Czy to powód do paniki dla włodarzy Ubera? A może powinniśmy już stawiać krzyżyk na tej usłudze? Analitycy donoszą, że z roku na rok straty Ubera są coraz mniejsze. Pewnym optymizmem może napawać fakt, że regularnie rosną również przychody. Spekuluje się, że w całym 2016 roku Uber może wygenerować 5,5 mld dolarów. W pierwszy kwartale łączna suma opłat użytkowników Ubera wyniosła 3,8 mld USD. W drugim było to już 5 mld USD, a w trzecim 5,4 mld USD. Spadek dynamiki ma wynikać z wycofania się firmy z rynku chińskiego (gdzie działa inny podmiot - Didi Chuxing, w którym Uber ma swoje udziały, także na całą sprawę trzeba patrzeć szerzej).

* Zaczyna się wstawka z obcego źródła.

PR #1318, opened 2020-12-18
Fix a click through bug for combobox lists in addon window

JonathanSteinbuch:
As the title says, the addon options window has a bug where you can click through a combo box list item and also select the option below. This commit fixes this by not only locking the list region for the parent of the list, but recursively for all parents.

### DIFF
--- a/libs/s25main/Window.cpp
+++ b/libs/s25main/Window.cpp
@@ -179,9 +179,7 @@ void Window::LockRegion(Window* window, const Rect& rect)
 
     // Also lock the region for all parents
     if(GetParent())
-    {
         GetParent()->LockRegion(this, rect);
-    }
 }
 
 /**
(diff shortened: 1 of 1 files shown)


Flamefire (changes requested):
Good catch! I'd just like the braces removed for the single line if as is done for all other places in the surrounding code.
Note: merging is going to take a bit as I'm currently replacing travis CI

Flamefire:
Can you rebase please so the new CI runs?

Flamefire:
Something is odd, close and reopen to retrigger CI

Flamefire:
@Flow86 Can you check where the `Linux_And_OSX ` CI stuff comes from?  That looks like some stuff I had in my branch but removed. To me the 3 PRs look good

Flamefire (approved):

Flow86:
> 
> 
> @Flow86 Can you check where the `Linux_And_OSX ` CI stuff comes from? That looks like some stuff I had in my branch but removed. To me the 2 PRs look good

which ones should be active?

Uber działa zatem ciągle wyłącznie dzięki pieniądzom inwestorów. A tych nie brakuje. Zapewnia to przedsiębiorstwu fenomenalną wycenę na poziomie 69 mld USD. Uber jest dziś obecny w wielu krajach. Tylko w Polsce ma dwa biura. Jedno znajduje się w Warszawie, a drugim jest nie tak dawno utworzone centrum usług w Krakowie, odpowiadające za cały region. Pod tym względem widać zatem, że firma nieustannie się rozwija.

Czuć jednak też, że Uber zaczyna oszczędzać. Niedawno zmniejszono bonusy przyznawane za polecenie usługi znajomym - wcześniej było to 25 złotych na przejazd, a teraz jest 20 złotych. W Polsce od czerwca obowiązuje też inny cennik dla kierowców, który zakłada niższe niż wcześniej stawki. Trudno powiedzieć, jak te oszczędności wyglądają na innych płaszczyznach. Widać jednak, że firma próbuje wyjść na prostą.

Tutaj z oczywistych względów nasuwa się wątek autonomicznych samochodów, które w dłuższej perspektywie mogą być dla Ubera czymś w rodzaju Złotego Graala. Zniwelowanie kosztów wynikających z dzielenia się przychodami z kierowcami przyniosłoby z pewnością znaczącą poprawę sytuacji finansowej. Cała suma trafiałaby na jego konto, a z niej odliczane byłyby jedynie koszty paliwa oraz amortyzacja. Zanim jednak pierwsze takie samochody wyjadą na ulice, upłynie sporo czasu. A tymczasem Uber ciągle jest solidnie pod kreską i prędzej czy później będzie musiał wyciągnąć do inwestorów rękę po kolejne pieniądze.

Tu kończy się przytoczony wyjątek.